Content starts
PR #14754, opened 2025-03-29
More in depth files from extension directory for permission

batumibiz:
An alternative to [this PR](https://github.com/opencart/opencart/pull/14753), without the use of GLOB_BRACE.
[This code](https://stackoverflow.com/questions/17160696/php-glob-scan-in-subfolders-for-a-file/17161106#17161106
) is taken as a basis.

### DIFF
--- a/upload/admin/controller/user/user_permission.php
+++ b/upload/admin/controller/user/user_permission.php
@@ -296,7 +296,7 @@ class UserPermission extends \Opencart\System\Engine\Controller {
 		$data['extensions'] = [];
 
 		// Extension permissions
Content ends
--- Goal of the exercise ---
All of the records shown above should be reproduced exactly.

--- Response to this exercise ---
PR #14754, opened 2025-03-29
More in depth files from extension directory for permission

batumibiz:
An alternative to [this PR](https://github.com/opencart/opencart/pull/14753), without the use of GLOB_BRACE.
[This code](https://stackoverflow.com/questions/17160696/php-glob-scan-in-subfolders-for-a-file/17161106#17161106
) is taken as a basis.

### DIFF
--- a/upload/admin/controller/user/user_permission.php
+++ b/upload/admin/controller/user/user_permission.php
@@ -296,7 +296,7 @@ class UserPermission extends \Opencart\System\Engine\Controller {
 		$data['extensions'] = [];
 
 		// Extension permissions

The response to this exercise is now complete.